After running ./install.sh, the system should be in a known-good state. The following checks confirm it.

1. The symlink chain

ls -la ~/.unsloth/llama.cpp/build/bin/libhsa-runtime64*

Expected output:

lrwxrwxrwx … libhsa-runtime64.so   -> libhsa-runtime64.so.1
lrwxrwxrwx … libhsa-runtime64.so.1 -> /opt/rocm/lib/libhsa-runtime64.so.1

The third name (libhsa-runtime64.so.1.21.0) should not be present in the build/bin directory; it should be in hsa-bundled.bak/.

2. The chain resolves to the system library

readlink -f ~/.unsloth/llama.cpp/build/bin/libhsa-runtime64.so.1

Expected output:

/opt/rocm/lib/libhsa-runtime64.so.1.18.0

The trailing .18.0 is the version of the system library. If the trailing version is different, the system ROCm package has been updated and the fix may need to be re-applied (the daily timer should do this automatically, but check the journal if you suspect otherwise).

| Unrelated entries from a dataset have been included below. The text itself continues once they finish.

PR #2424, opened 2016-07-14
Fix updatecheck result logging

Kissaki:
Entirely drop the separate autoupdate logic, and no longer use the `auto` parameter of the update check service. Always log success/failure on any update check.

Fixes unintended backwards logic of when to log result (by always logging as mentioned).

Three commits you may want to check individually. They also contain further info about the individual changes.

### DIFF
--- a/src/mumble/VersionCheck.cpp
+++ b/src/mumble/VersionCheck.cpp
@@ -12,8 +12,6 @@
 #include "WebFetch.h"
 
 VersionCheck::VersionCheck(bool autocheck, QObject *p, bool focus) : QObject(p) {
-	bSilent = autocheck;
-
 	QUrl url;
 	url.setPath(focus ? QLatin1String("/v1/banner") : QLatin1String("/v1/version-check"));
 
@@ -184,7 +182,7 @@ void VersionCheck::fetched(QByteArray a, QUrl url) {
 			g.mw->msgBox(QString::fromUtf8(a));
 #endif
 		}
-	} else if (bSilent) {
+	} else {
 		g.mw->msgBox(tr("Mumble failed to retrieve version information from the central server."));
 	}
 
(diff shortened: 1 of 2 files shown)


src/mumble/VersionCheck.cpp
```diff
@@ -65,121 +65,119 @@ VersionCheck::VersionCheck(QObject *p, bool focus) : QObject(p) {
 }
 
 void VersionCheck::fetched(QByteArray a, QUrl url) {
-	if (! a.isNull()) {
-		if (! a.isEmpty()) {
+	if (! a.isNull() && ! a.isEmpty()) {
```
mkrautz: I believe `isEmpty` implies `isNull`. See examples at http://doc.qt.io/qt-4.8/qbytearray.html#isEmpty

mkrautz:
I don't get the removal of `auto`.

There's a distinct difference between auto and non-auto:

For auto=1 we shouldn't output anything if we're on the latest version.
We do a version check on startup. If we litter users's logs with "You're using the latest version!" that'd be a behavior change -- for the worse, IMO.

For auto=0, it should output the $latest line.

Can you please elaborate?

Otherwise the two other commits LGTM (with my comments addressed).

src/mumble/VersionCheck.cpp
Kissaki: True.

Kissaki:
No particular reason apart from making it simpler and always logging. Mostly taking it further, as a suggestion.
I guess the latest version info is pretty useless/annoying in the always visible textlog. So I’ll drop the latter two commits.

Kissaki:
Adjusted the diff, now its just removing the `bSilent`

mkrautz:
Now I'm confused. Wasn't the isEmpty/isNull fix OK?

mkrautz:
@Kissaki Ping on the question above. :-)

mkrautz:
@Kissaki Ping on the question above. :-)

Kissaki:
It merges the case `isNull` (which I guess is on request errors/issues) which logs an error with the `isEmpty` case, which (I expect to be) is an empty response from the updatecheck given the `auto` parameter. As I understood, merging the two is not what we want, as we do not want to log on latest version on autoupdate.

mkrautz:
LGTM

Issue #2273, opened 2016-05-15
Starting mumble will make computer go super slow a couple of seconds


ElPumpo:
Whenever I start mumble my computer becomes really _slow_ for 3-4sec.
It has been like this for a long while, does it happen to anyone?

Running latest amd64 1.3.0 build, Windows 10 Insider Build 14342.

mkrautz:
What happens is:

Mumble is using Windows hooks for global shortcuts. These are handled on the main thread.

Something during startup, presumably plugin auto-updates, cause the main thread to stall for 3-4 secs. (The main loop is still running, but the Windows hooks aren't processed "fast enough").

Since Mumble is in the chain for Windows hooks, this means that keyboard and mouse input is not processed in due while Mumble is stalling.

Note: It's possible that it's not just plugin updates, but something else as well.

ElPumpo:
So, is fixing the issue going to happen?

mkrautz:
Yep, milestoned 1.3.0.

ElPumpo:
Btw 
[here](https://github.com/mumble-voip/mumble/files/265126/Console.txt) is a 1year old log of Mumble.

mkrautz:
Attached as [Console.txt](https://github.com/mumble-voip/mumble/files/265133/Console.txt)

Tarun80:
I've noticed the same thing happens with Origin - it uses Qt Framework too - especially when updating. Not sure if this is of much help, but it could point to the cause?

ibex-are-goats:
I still get this!

ElPumpo:
Seens only to happen on the amd64 versions. . .

ibex-are-goats:
I'm pretty sure this defect is really old. Is there a bounty we can donate to? I'd like to incentivize this multithreading to be done properly. Mumble is important software for the FOSS world and either this defect needs to be fixed or the x64 builds need to be pulled, IMO.

Tarun80:
It only seems to happen on the first startup though. Any after that are fine. While it is an issue I wouldn't say it's really a "major" issue.

ElPumpo:
It is if it turns users away from using mumble, basic logic.

mkrautz:
@ibex-are-goats I don't think bounties will help.
We don't have a system in place for bounties for the regular contributors.
I can't say if posting to one of the bounty sites for FOSS will work, though!

The project itself takes donations at https://wiki.mumble.info/wiki/Donate.
[...]

PR #2425, opened 2016-07-14
GlobalShortcutWin: delay winhook initialization until after our first timeTicked() slot.

mkrautz:
This removes any observable mouse lag from the winhook initialization
process.

Fixes mumble-voip/mumble#2273


mkrautz:

ElPumpo:
Nice

hacst:
LGTM. Do we need error handling on this? Doesn't look like it can end up in a horrible state but who knows...

mkrautz:
Depends on what the Unhook* functions accept.

If the thread's exec() method returns early, before it has run a timeTicked() slot, hhKeyboard and hhMouse will be NULL.

If Unhook* doesn't like NULL inputs, we could end up in a bad state.

I'll add some `if`s to those...

Issue #2429, opened 2016-07-15
Qt 5.6 doesn't draw monochrome images/bitmaps correctly


mkrautz:
Our G15 drawing code is broken by this.

Using Qt::color1 as the color for our pen doesn't work (but Qt::white does).

The logo image in our G15 display is inverted compared to how it was displayed when using Qt 5.5.

I have not yet reported this upstream. Going to do a small reproducer first.

mkrautz:
Filed upstream as https://bugreports.qt.io/browse/QTBUG-54827.

Issue #2386, opened 2016-07-03
Mumble 1.3.0~1383~g4f4e5ac G15 LCD applet blank


dekeonus:
With the 1.3.0~1383~g4f4e5ac snapshot the Logitech G15 LCD applet does not display anything on a Logitech G13 keypad.
The plugin appears to load (mumble-g15-helper.exe is running and is selectable within the G13 keypads controls) but the LCD display is blank.
This is for the mumble-1.3.0~1383~g4f4e5ac~snapshot.winx64.msi the 32bit win client was not tested.
The mumble-1.3.0~1372~gd21de05~snapshot.winx64.msi G15 applet is working 

edit: updated with info about last snapshot with working G15 applet

mkrautz:
Hm, very odd. We haven't touched anything related to G15...

mkrautz:
Hi @dekeonus, @StupidGenius,

Does this still happen for you with the latest snapshot, 1.3.0~1434~g6a78217~snapshot?

x86: https://dl.mumble.info/snapshot/mumble-1.3.0~1434~g6a78217~snapshot.msi
x64: https://dl.mumble.info/snapshot/mumble-1.3.0~1432~gf241782~snapshot.winx64.msi

Thanks.

dekeonus:
Yes the LCD is still blank with mumble-1.3.0~1434~g6a78217~snapshot.winx64 (I have not tested the 32bit builds and will not be able to for at least a few days possibly more)

mkrautz:
OK, thanks.

Perhaps it's a drawing when drawing 1-bit on new-ish Qt versions... I'll try to check that.

mkrautz:
Haven't had time to check it out yet.

I'm imagining we'd need a simple "emulator" version of g15helper that, instead of communicating with the G15 library, simply displays the received images on the screen/terminal....

InteliWasp:
I have noticed this bug as well on my G15 keyboard for the last 2 snapshots. If it helps i noticed that the mumble logo that apears when mumble is not connected to a server is also missing parts.  [picture](https://goo.gl/photos/yGzvzk97QRrBriUK9)  I hope this helps as i do enjoy using the LCD screen

mkrautz:
OK.

This seems to be caused by the upgrade to Qt 5.6.

[...]

PR #2430, opened 2016-07-15
LCD: add workarounds for LCD drawing on Qt 5.6.

mkrautz:
This is a temporary workaround until we can get the issue fixed
upstream.

See mumble-voip/mumble#2429 for more information.

### DIFF
--- a/src/mumble/LCD.cpp
+++ b/src/mumble/LCD.cpp
@@ -188,7 +188,14 @@ LCD::LCD() : QObject() {
 		d->setEnabled(enabled);
 	}
 	qiLogo = QIcon(QLatin1String("skin:mumble.svg")).pixmap(48,48).toImage().convertToFormat(QImage::Format_MonoLSB);
+
+#if QT_VERSION >= 0x050600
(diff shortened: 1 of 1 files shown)


mkrautz:
With this applied:

image

mkrautz:
Without this applied:

image

mkrautz:

mkrautz:
As a point of reference, this is how it looks on-device, via https://github.com/mumble-voip/mumble/issues/2386#issuecomment-232365938

image

mkrautz:
It's also worth noting, this patch restores the look of 1.2.x.

hacst:
So inverting one QPixmap screws up rendering of the whole thing? That's kinda strange. LGTM as a workaround though we should definitely investigate where this comes from.

mkrautz:
No, the rendering is screwed up in Qt 5.6 in general.

I.e., I have to use Qt::white instead of Qt::color1 AND I have to invert the pixmap...

mkrautz:
Our bug is at https://github.com/mumble-voip/mumble/issues/2429

Issue #1323, opened 2014-07-24
PA plugin manual crashes Mumble on about dialog


Kissaki:
In the current 1.3.0 snapshots, when trying to open the about dialog of the manual PA plugin, Mumble crashes.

3. The library actually loads

ldd ~/.unsloth/llama.cpp/build/bin/llama-server | grep hsa

Expected output:

libhsa-runtime64.so.1 => /home/bricker/.unsloth/llama.cpp/build/bin/libhsa-runtime64.so.1 (...)

The resolved path is the symlink; ldd follows it to the system library at runtime.

4. The path unit is active

systemctl --user status fix-unsloth-libhsa.path

Expected: Active: active (waiting). The "waiting" state means it has a live inotify watch and is ready to fire.

5. The backup timer is armed

systemctl --user status fix-unsloth-libhsa-backup.timer

Expected: Active: active (waiting) with a Trigger: line showing the next fire time (some time in the next 24 hours).

6. The fix script runs cleanly

UNSLOTH_FIX_VERIFY=1 ~/.local/bin/fix-unsloth-libhsa.sh
echo "exit: $?"

Expected: exit: 0. If UNSLOTH_FIX_VERIFY=1 is set, the script runs llama-server --version as a smoke test and logs the result to ~/.unsloth/libhsa-fix.log.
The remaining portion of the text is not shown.